The peculiar part: big sell-offs like this are driven by good economic news, but that's not what we got. February sales of new and existing homes fell (new ones at the lowest pace since stats began in 1963, 303,000 annualized), and unsold inventory rose.
Unemployment claims fell to 442,000 last week, but must drop well into the 300s to mark new hiring. The BLS says unemployment in February rose in 27 states, fell in 7, and 16 were flat. California at 12.5% unemployed rather more than offsets North Dakota at 4.1%, and Nebraska and South Dakota at 4.8%. Four states -- Florida, Nevada, North Carolina, and Georgia -- set all-time highs for percentages out of work.
So, why the rate blow-up? Three theories, so far. The first: the healthcare bill. Nobody in the credit markets believes its revenue assumptions, nor does anyone believe the expense forecast. No politics involved! If you work in the credit markets and trust government promises, your career will be short. Centerline market estimate for healthcare's annual deficit addition: $50-$100 billion. However, no matter how accurate, that's a long-term worry. Something short-term happened here.
Theory two: national debt of all kinds is in trouble, budgets from Club Med to Japan immensely out of balance, all selling mountains of new paper. Maybe, but the Europeans seem to be kicking the Grecian urn down the autobahn, no immediate crisis in prospect. Besides, that mess is pushing cash to dollars and Treasurys.
Theory three: The Fed is pulling the plug. The Fed has been buying MBS and associated Fannie-Freddie debt for fifteen months, the total roughly $1.4 trillion. This winter everyone wondered what would happen to mortgage rates when the Fed stops buying next week, but we've been watching the wrong market.
The Fed bought those Agency MBS from super-cautious investors who buy only government paper. The Fed's buys had three effects, one indirect: they did pull down mortgage-Treasury spreads, and the buys did provide "quantitative easing" (the Fed shooting money directly into the economy, bypassing busted banks that can't make loans). The third effect that most of us missed: the Fed's buys soaked up last year's entire federal deficit, pulling down Treasury yields themselves.

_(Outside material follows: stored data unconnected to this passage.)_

PR #2467, opened 2022-10-26
Shader cache bugfixes and test additions

lucy96chen:
Changes:
- Fixed a bug exposed by a local integration of the shader cache into Falcor - `ComponentType::computeDependencyBasedHash` has been updated to also hash an entry point's mangled name.
- Performance improvements - AST hashing has been completely overhauled to hash the contents of a `Module` (now pre-computed in `Linkage::loadModule`) instead of the serialized AST due to the significant amount of time AST serialization requires. All AST hashing functions have been renamed to contents hashing.
- Added a new test that uses a graphics shader instead of a compute shader to check shaders which produce `ComponentType`s with multiple entry points
- Added a new test that guards against regression on computed shader cache keys where the only thing differentiating two different entry points is their mangled name - This is the bug that came up during Falcor integration.
- `RequirementDictionary` for `WitnessTable` is now an `OrderedDictionary` and a new `SerialTypeInfo<OrderedDictionary>` has been added - This is to ensure consistent Dictionary order whenever AST serialization occurs. No longer relevant for this PR but could be useful for future serialization uses.

No changes for directory creation if the shader cache path provided does not exist. This change will be made Falcor-side.

### DIFF
--- a/source/slang/slang.cpp
+++ b/source/slang/slang.cpp
@@ -1898,9 +1898,10 @@ protected:
     // by applications to decide when they need to "hot reload"
     // their shader code.
     //
-    void handleFileDependency(String const& path) SLANG_OVERRIDE
+    void handleFileDependency(String const& path, ISlangBlob* sourceBlob) SLANG_OVERRIDE
     {
         m_module->addFilePathDependency(path);
+        m_module->getContentsDigestBuilder().addToDigest(sourceBlob);
     }
 
     // The second task that this handler deals with is detecting
@@ -2283,6 +2284,8 @@ void FrontEndCompileRequest::parseTranslationUnit(
             tokens,
             getSink(),
             languageScope);
+
+        module->getContentsDigestBuilder().addToDigest(sourceFile->getContent());
 
         // Let's try dumping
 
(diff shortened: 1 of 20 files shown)


source/slang/slang.cpp
```diff
@@ -1898,9 +1898,10 @@ struct FrontEndPreprocessorHandler : PreprocessorHandler
     // by applications to decide when they need to "hot reload"
     // their shader code.
     //
-    void handleFileDependency(String const& path) SLANG_OVERRIDE
+    void handleFileDependency(String const& path, ISlangBlob* sourceBlob) SLANG_OVERRIDE
     {
         m_module->addFilePathDependency(path);
+        m_module->getContentsDigestBuilder().addToDigest(sourceBlob);
```
csyonghe, line 1904: What happens if sourceBlob is nullptr?

csyonghe (approved):
Looks good.

source/slang/slang.cpp
lucy96chen: That check slipped my mind when I went to add this, added.

csyonghe (approved):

The mechanism: lift $1.4 trillion in government paper out of that market, and investors then used the cash to buy other government paper. Treasurys.
Next week the Fed will stop, but the Treasury will not: it will continue to sell bonds at a pace near $150 billion per month. Who will buy those bonds, and the flood issued by governments from Athens to Tokyo, and at what rates have been mysteries that will soon find answers. The Fed fears overdoing its quantitative easing: possibly inflationary, possibly generating backlash from excessive use of power, or worst of all, breeding accusations of round-heeled "monetizing" of government indiscipline.
If the Fed is out, the nightmare-dilemma end game has arrived. Cut the Keynesian deficit while the recession runs on? Or allow that spending to drive up interest rates, and maybe do more damage than fiscal discipline would do?
I think the Fed mistakes putting down panic for recovery, while we are still in a slow-motion landslide in asset values. Nothing but low rates will stop the slide. However, for the Fed to stay in the game a while longer, a commitment to fiscal discipline by Congress and Administration would be mandatory.
How different all of this might look if Mr. Obama had reversed priorities early last year: appointed a bi-partisan commission on healthcare, and put all of his momentum and majority behind getting our books in order.